Hi Linny, We just did Genetic testing last week. It is really only one stick if the child has good veins and only 2 tubes of blood for the chromosonally test to start with. Now the doctor did tell us that if he seen any abnormal results he might order more indept lab test. Hope this helps.

I didn't see this until now. Unless your kid has bad veins, they can usually do one stick and just keep filling new vials from the single stick.

Yep, Cameron has labs drawn a lot. If the person from lab is good, they can get by with one poke. If it's a finger or toe poke, make sure they put a warm pack on first. They'll bleed a lot easier.

I always request Lidocaine cream for my daughter when she gets blood drawn for a diabetes study. It sits on the skin for an hour and they don't feel a thing. Chrissy

This is good stuff. I used it even into my 20's for blood draws! Just make sure the nurses know not to touch the cream when it is being cleaned off. My first one did and then she couldn't do the blood draw because her finger was numb!

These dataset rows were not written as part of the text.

PR #1842, opened 2019-06-13
CY-1060 Add a plugins update API

davidginzbourg:
- Fixes the case where deployment update doesn't update  sourced
centrally deployed plugins

- Adds an `update_plugins` flag to pass to the update workflow. This flag
controls the plugin installation, if set to False - it won't do any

Be careful, some people have severe reactions to lidocaine. I have mild ones, if the Dentist uses lidocaine, I am number for about 18 hrs. I have heard of cases with very severe reactions. Lidocaine cream is also used in preparation for laser hair removal and those are the severe reactions I have heard of. Was a 20/20 special or a program like it.

Just an update.....went to the neuro yesterday. Neuro recommended CMA testing (Chromosomal Microarray)....to check 'deeper' into any possible causes for our baby's delays. She also stated though....that our baby could just present as a Fetal Alcohol Baby. That came as no surprise to us. Because of her hypotonia, she's also testing her muscle-cells (my words, not hers).......just to eliminate anything. (She was more hypotonic than usual I think because she'd been sick/up much of the night before.) We'll know the results in 6-8 weeks. This type of thing really makes me nervous in many ways. Sometimes I think ignorance IS bliss. Given the choice, we'd go for fetal alcohol anytime, believe me. Sincerely, Linny

Turner and Down's are easily (well, relatively, LOL) detectable via a karyotype, i.e. choromosomal testing. In Turner, you have one X chromosome while normally a female has XX (= two copies of the X chromosome) and a male has XY (one copy of an X chromosome and one copy of a Y chromosome). In Down's, instead of 46 chromosomes, you have 47 because you have three copies of chromosome #21 instead of the normal two copies. However, in many/most genetic conditions, a simple karyotype, i.e. looking at the chromosomes' shapes and numbers, is not enough. My friend did an amniocentesis which showed normal karyotype, and yet her daughter has most likely a genetic disorder (Beckwith-Wiedemann syndrome). A genetic condition is usually one or more enzymes not working properly because there is a defect/mutation in the DNA. That does not necessarily cause visible structural alterations in the chromosomes themselves but rather abnormal levels of certain enzymes in the body. Since our body produces a gazillion enzymes, to find out which enzyme is presented at an abnormal level is like looking for a needle in a haystack. :arrow: From what I read, CMA is a new and promising test, but again, it will not detect all genetic conditions, far from it. If it is a rather rare disorder, it might take a long time until you receive a reliable diagnosis. I wish you all the best, hope you and your baby hang in there with all the blood tests!